Tobique—Mactaquac  is a federal electoral district in New Brunswick, Canada, that has been represented in the House of Commons of Canada since 1997.

Political geography
The district includes the counties of Carleton and Victoria as well as the Parish and Village of Saint-André and the eastern part of the County of York (excluding the City of Fredericton and vicinity). The neighbouring ridings are Madawaska—Restigouche, Miramichi, Fredericton, and New Brunswick Southwest. Across the border to Maine, it neighbours the Maine District 2 of the United States House of Representatives.

The electoral district was created in 1996 from portions of the old ridings of Carleton—Charlotte, Fredericton—York—Sunbury, and Madawaska—Victoria. Its creation was very controversial, as it included areas with both large anglophone and francophone populations, while neighbouring communities were placed in other ridings. This seemingly went against the "communities of interest" criterion in drawing electoral boundaries.

As per the 2012 federal electoral distribution, this riding will gain territory from Fredericton and lose a small territory to the new riding of Miramichi—Grand Lake.

History

On two separate occasions Tobique—Mactaquac has been involved in party nomination controversies. In the 1997 election, the Liberals were alleged to have rigged their meeting to choose Pierrette Ringuette, the Member of Parliament for the defunct Madawaska—Victoria riding. The meeting was held in Grand Falls, near her hometown and at the far northern end of the riding.

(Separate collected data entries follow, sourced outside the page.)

Issue #2168, opened 2022-04-28
Removing section cut object does not remove node group


schroef:
v0.09999 ?!?!?!)
bl2.93 Win

I was testing out this addon after looking for the cutawayshader. I noticed a link in the blendercommunity post and was happy to see this one works with Eevee as the other one is OSL and thus CPU only.

I was testing the addon only and noticed when removing the section cut object, the nodegroup is not removed from the materials.

tried it couple times and each time nodegroup stays in the scene. Is this perhaps im testing it outside of the BlenderBIM addon?

Moult:
v0.0.999999 means you are using an unstable release which is unversioned :) The 99999 convention comes from Gentoo package management.

Indeed the nodegroup isn't removed it seems. Ping @Gorgious56 who helped implement this, perhaps he knows a quick fix?

Gorgious56:
Indeed there is AFAICR no callback to ensure the shader is removed when the cutaway object is removed.
Perhaps something can be implemented using the msgbus system, or simply adding a button to clear the cutaway shader from the material.
IIRC you should first remove the section cutaway from the interface, and then you can delete the section cutaway object

Are you using the standalone script (https://github.com/IfcOpenShell/IfcOpenShell/blob/v0.7.0/src/blenderbim/scripts/standalone_section_shader.py) or the feature inside the BlenderBIM addon ?

Moult:
Is it too onerous to loop through every material in the project and check that way? A little brute force but it only ever needs to run when there are no more section compare nodes in the node group?

Gorgious56:
I think the problem here is that when the object is removed by the user using X (delete) and not using the button in the addon panel, the addon is never notified of it.

I don't think it would be computationally expensive to parse every material that implements the cutaway shader.
Removing the node group from a material if there is no more section compare inside it can be implemented : when removing a section compare, check if this was the last one, run through every material, disconnect the node group where it makes sense. Although it won't fix the above problem.

There is also this problem that I'm sure you're aware of that an object can be modified / moved / deleted in a myriad of different ways in Blender, so it may not be possible to account for every one of them. For example deleting an object in the 3D viewport is not the same thing as deleting an object from the outliner.

Moult:
I think that's OK, two options I can think of:

 1. Let the user remove the section object, but whenever the user next presses add / remove section, a "clean up" is done in the node tree.
[...]

PR #2172, opened 2022-04-28
Refactor Standalone section shader

Gorgious56:
Follows https://github.com/IfcOpenShell/IfcOpenShell/issues/2168

There are a lot of line changes but mainly some tidying and uncoupling from Blender operators.

Code wise, I tried to remove as much logic as I could from the operators and created a static class for actual operations.

In short :

- New panel interface

image

- New "Refresh" button that cleans the node tree in case the user deleted cutaway empties without using the panel button. It also adds material overrides to objects that weren't part of the cutaway shader beforehand.

- New "Toggle" button that lets the user temporarily disable the cutaway shader while still keeping the empty objects and material override

- "Remove Section" extended to delete all selected section empties rather than only if it was the active object

- New "Remove all sections" button to remove all section objects and purge all data related to the cutter (materials, node groups)

I plan on extending it to the actual code in the BlenderBIM addon codebase, but I'd like feedback if there are things that need improving first.

i did notice some kind of bug with Eevee when removing section shaders where the material goes pink but I couldn't replicate it regularly. It is fixed by clicking on the "Refresh" button usually.

### DIFF
--- a/src/blenderbim/scripts/standalone_section_shader.py
+++ b/src/blenderbim/scripts/standalone_section_shader.py
@@ -286,19 +286,6 @@ class SectionCutawayManager:
                         obj.data.materials.append(material)
 
 
-class BIM_OT_section_plane_include_object(Operator):
-    """Add a temporary empty object as a section cutaway. Cull all geometry rendering below the empty's local Z axis"""
-
-    bl_idname = "bim.section_plane_add"
-    bl_label = "Add Temporary Section Cutaway"
-    bl_options = {"REGISTER", "UNDO"}
-
-    def execute(self, context):
-        SectionCutawayManager.add_section_plane(context)
-        SectionCutawayManager.clean()
-        return {"FINISHED"}
-
-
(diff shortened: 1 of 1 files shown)


Moult:
This looks great! The decoupled class is perfect. When merging into the add-on code base, can you add those classmethods and their signatures into core/tool.py and tool/drawing.py? This is because this sectioning code will likely be reused in other drawing related tasks (e.g. activate drawing).

Gorgious56:
Alright then, sure I'll do that ! Thanks for the feedback,

I'll see if I can get back into unit tests and write something that makes sense there too. :)

Gorgious56:
I'll merge the PR now since I don't really know when I'll have time to work on the BBim version... :)

schroef:
Are those animation options really useful? (see the small diamond behind first 3 options)

schroef:
Today noticed "selected only" doesn't work properly. Everything in my scene received the cutaway. I'll check again tomorrow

Because of sound problems, only her speech was carried over the loudspeakers. Ringuette-Maltais lost the election to Gilles Bernier of the Progressive Conservatives.

In the 2004 election, the Conservative Party selected Adam Richardson, who had run for the Canadian Alliance in the 2000 election, but the national head office refused to sign his nomination papers, apparently because of Richardson's demands that party leader Stephen Harper apologize for allegedly derogatory comments about Atlantic Canadians. The eventual Conservative candidate, Mike Allen, lost to Liberal incumbent Andy Savoy.

Members of Parliament
This riding has elected the following Members of Parliament:

Election results

Tobique—Mactaquac, 2013 Representation Order

This riding gained territory from Fredericton and lost territory to Miramichi—Grand Lake for the 42nd Canadian federal election.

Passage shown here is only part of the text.